In the thousand or so think pieces that have been launched by Mizzou, Yale and other eruptions, a common theme is that social media from Twitter and Facebook to Snapchat and YikYak. and dozens of apps that those of us over the age of 22 have never heard of, have made the conventional media unnecessary for a social justice movement like Concerned Students 1950 or Black Lives Matter to reach folks. That's probably true -- but this isn't about anyone's damned audience reach, it's about fundamental rights.
Even if a newspaper like my beloved Daily News has only six readers left -- and trust me, we're getting there -- we have a right to be in a public space, take pictures and ask question, just like activists have the right (and have accomplished amazing things in exercising it) to Film the Police on a public sidewalk. Indeed, ask yourself how you might feel if the cops declared they needed "a safe space" to arrest (and maybe rough up, since you're no longer watching) protesters.
To see the two things that I've always fought for as a writer in the public arena -- social justice, and unfettered free expression -- at war with each other is something that I find heartbreaking. I've been a fervent, sometimes overzealous defender of the Black Lives Matter movement, literally from the August 2014 weekend when an unarmed Mike Brown was gunned down in the streets of Ferguson -- and I've been continually harassed on social media and in numerous hate e-mails for doing so. And I find racist, sexist or homophobic Halloween costumes utterly repulsive. But those aren't the principles at stake here. Hostility toward free speech and a free press might buy you an hour or two of "safe space" but they won't win the war against social injustice. It will only set things back. And it's about more than just the media.
What we need, not just on college campuses, is dialogue and debate that is sensitive, that expresses opinions, even strong ones, in ways that are careful not to needlessly offend others. What we don't need: The excessive use of "trigger warnings," which are meant to minimize exposure to trauma but can have the consequence of minimizing exposure to reality. I shudder to think what might have happened if the state violence against black people in Birmingham and at the Edmund Pettus Bridge in Selma had come with trigger warnings -- unwatched for fear of traumatizing folks. Would the Civil Rights Act of 1964 or the Voting Rights Act of 1965 have even passed?
What we also don't need, again, are excessive "safe zones" -- which are, in effect, a retreat from the battlefield of ideas. Anybody who wishes to make a college campus "a home" -- like that misguided, obscenity spewing student at Yale -- needs to know that the best home for ideas is a messy one, a non-stop Thanksgiving feast of family members who love one another but quarrel constantly, over matters great and small. Anyone who doesn't think that college is about "creating an intellectual space" needs to get out and make room for a deserving kid who actually wants an education.
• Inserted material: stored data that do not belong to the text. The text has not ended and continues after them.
PR #230, opened 2021-01-27
Update to latest rococo-v1 dependencies

vgeddes:


Rizziepit:
Heads up that something about this change is preventing transactions from being included in blocks. I see these errors that seem related:
```bash
2021-01-28 15:49:48  failed to assemble or send inherent data err=CanceledBackedCandidates(Canceled)
2021-01-28 15:49:48  could not get provisioner inherent data; injecting default data err=ClosedChannelAwaitingInherentData
```
I've also seen this, I think when I'm running without the `--execution=native` flag:
```bash
2021-01-28 16:01:19  failed to get collation from collator protocol subsystem err=OneshotRecv(Canceled)
```
I'll try and solve this later if you don't beat me to it @vgeddes

vgeddes:
Ah good catch. I see now that users on the Rococo channel on Element were reporting all sorts of bugs about this version. The maintainers have fixed some things and urged us to update.

Running `cargo update` should update our Polkadot, Substrate, and Cumulus dependencies.

vgeddes:
All sorted out in https://github.com/Snowfork/polkadot-ethereum/pull/234. I've tested to ensure that transactions are being executed.

PR #361, opened 2021-04-21
Minor fixes to startscript

musnit:
some highlights:
 - clear and use same tmp folder each time so that can easily run relayer or other parts separately without having to copy paste folder
 - autocleaning of leftover processes
 - start ganache with 0 blocktime during contract deployment for quick deployment, then restart it for slower blocks
 - clean up config replacement stuff

### DIFF
--- a/test/scripts/start-services.sh
+++ b/test/scripts/start-services.sh
@@ -2,21 +2,43 @@
 set -eu
 
 # config directory
-configdir=$(mktemp -d -t artemis-config-XXX)
+configdir=/tmp/snowbridge-e2e-config
+rm -rf $configdir
+mkdir $configdir
+
+# kill all potentially old processes
+kill $(ps -aux | grep -e polkadot/target -e ganache-cli -e release/artemis | awk '{print $2}') || true
 
 start_ganache()
 {
     echo "Starting Ganache"
-    
-    pushd ../ethereum
+
     yarn run ganache-cli \
         --port=8545 \
-        --blockTime=4 \
         --networkId=344 \
         --deterministic \
+        --db $configdir/ganachedb \
         --mnemonic='stone speak what ritual switch pigeon weird dutch burst shaft nature shove' \
         >ganache.log 2>&1 &
-    popd    
+
+    scripts/wait-for-it.sh -t 32 localhost:8545
+    sleep 5
+}
+
+restart_ganache()
+{
+    echo "Restarting Ganache with a slower block time"
+
+    kill $(ps -aux | grep -e ganache-cli | awk '{print $2}') || true
+
+    yarn run ganache-cli \
+        --port=8545 \
+        --blockTime=6 \
+        --networkId=344 \
+        --deterministic \
+        --db $configdir/ganachedb \
+        --mnemonic='stone speak what ritual switch pigeon weird dutch burst shaft nature shove' \
+        >ganache.log 2>&1 &
 
     scripts/wait-for-it.sh -t 32 localhost:8545
     sleep 5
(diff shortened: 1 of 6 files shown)


test/scripts/start-services.sh
```diff
@@ -62,32 +88,15 @@ start_parachain()
...
-            \"--enable-offchain-indexing=true\",
-            \"--\",
-            \"--execution=wasm\"
-        ],
-        \"chain\": \"$configdir/spec.json\"
-    }"
     node ../test/scripts/helpers/overrideParachainSpec.js $configdir/polkadotConfig.json \
-        parachains.0 "$parachain_conf"
+        parachains.0.bin "$bin" \
+        parachains.0.flags.0 "--execution=native"
```
Rizziepit, line 93: Hmm.... so I would prefer the test services explicitly stating the ports and log files they use here ("id" field is used as log name). Otherwise these details are scattered all over the codebase. It's easy to break this startup script by changing a port in what looks like an entirely independent project

musnit: well i suppose now they just use whatever is default in config.json - this file is only really used for e2e tests now too, isn't it? so if we move it to this test folder, then that would be explicit?

musnit: though i'm not sure - is this used for anything else?

parachain/config.json
```diff
@@ -27,11 +27,12 @@
 		{
 			"bin": "target/release/artemis",
 			"id": "200",
-			"wsPort": 9966,
-			"port": 30666,
```
vgeddes, line 31: Can we rather just customize the config for E2E tests in the setup script? This config has uses outside of the E2E tests.

test/scripts/start-services.sh
vgeddes: Agree with Riz, the config in `parachain/config.json` has other uses besides the E2E tests (like for testing XCMP, which isn't yet testable as part of the E2E tests).

test/scripts/start-services.sh
```diff
@@ -2,21 +2,47 @@
 set -eu
 
 # config directory
-configdir=$(mktemp -d -t artemis-config-XXX)
+rm -rf tmp
+mkdir tmp
+configdir=$(pwd)"/tmp"
```
vgeddes, line 7: I'd rather not keep temporary state in our checkout. It clutters up things. Can we stick to to a static folder under `/tmp` like `/tmp/artemis-config`? That's the place where temporary files go.

test/scripts/start-services.sh
```diff
@@ -2,21 +2,47 @@
...
+
+# kill all potentially old processes
+kill $(ps -aux | grep -e polkadot/target -e ganache-cli -e release/artemis | awk '{print $2}') || true
 
 start_ganache()
 {
     echo "Starting Ganache"
-    
+
     pushd ../ethereum
```
vgeddes, line 16: This will use the wrong version of `ganache-cli`. See my comment in https://github.com/Snowfork/polkadot-ethereum/pull/355#discussion_r617755754.

test/scripts/start-services.sh
```diff
@@ -62,32 +88,16 @@ start_parachain()
...
-        \"flags\": [
-            \"--execution=native\",
-            \"-lruntime=debug,import_header=trace,bridge=trace\",
-            \"--rpc-cors=all\",
-            \"--offchain-worker=Always\",
-            \"--enable-offchain-indexing=true\",
-            \"--\",
-            \"--execution=wasm\"
-        ],
-        \"chain\": \"$configdir/spec.json\"
```
vgeddes, line 79: This line is important. Will break if not overriden.

musnit: has been fixed

parachain/config.json
musnit: sure, coming in next commit

test/scripts/start-services.sh
musnit: sure, coming in next commit

test/scripts/start-services.sh
musnit: fixed

test/scripts/start-services.sh
musnit: fixes

musnit:
@vgeddes @Rizziepit all comments addressed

The folks who want to shut down campus newspapers and create "safe spaces" have been tagged "liberals." Maybe so, but what they are doing is completely antithetical to a real progressive movement that seeks both social justice and personal freedom. In a time of rampant inequality and corporate hegemony in America, we need a revolution -- and we need to be producing "street fighters" of ideas, not coddled retreaters to their intellectually spotless "home." For America to someday be the great nation it can truly be requires intellectually dangerous spaces, not safe ones.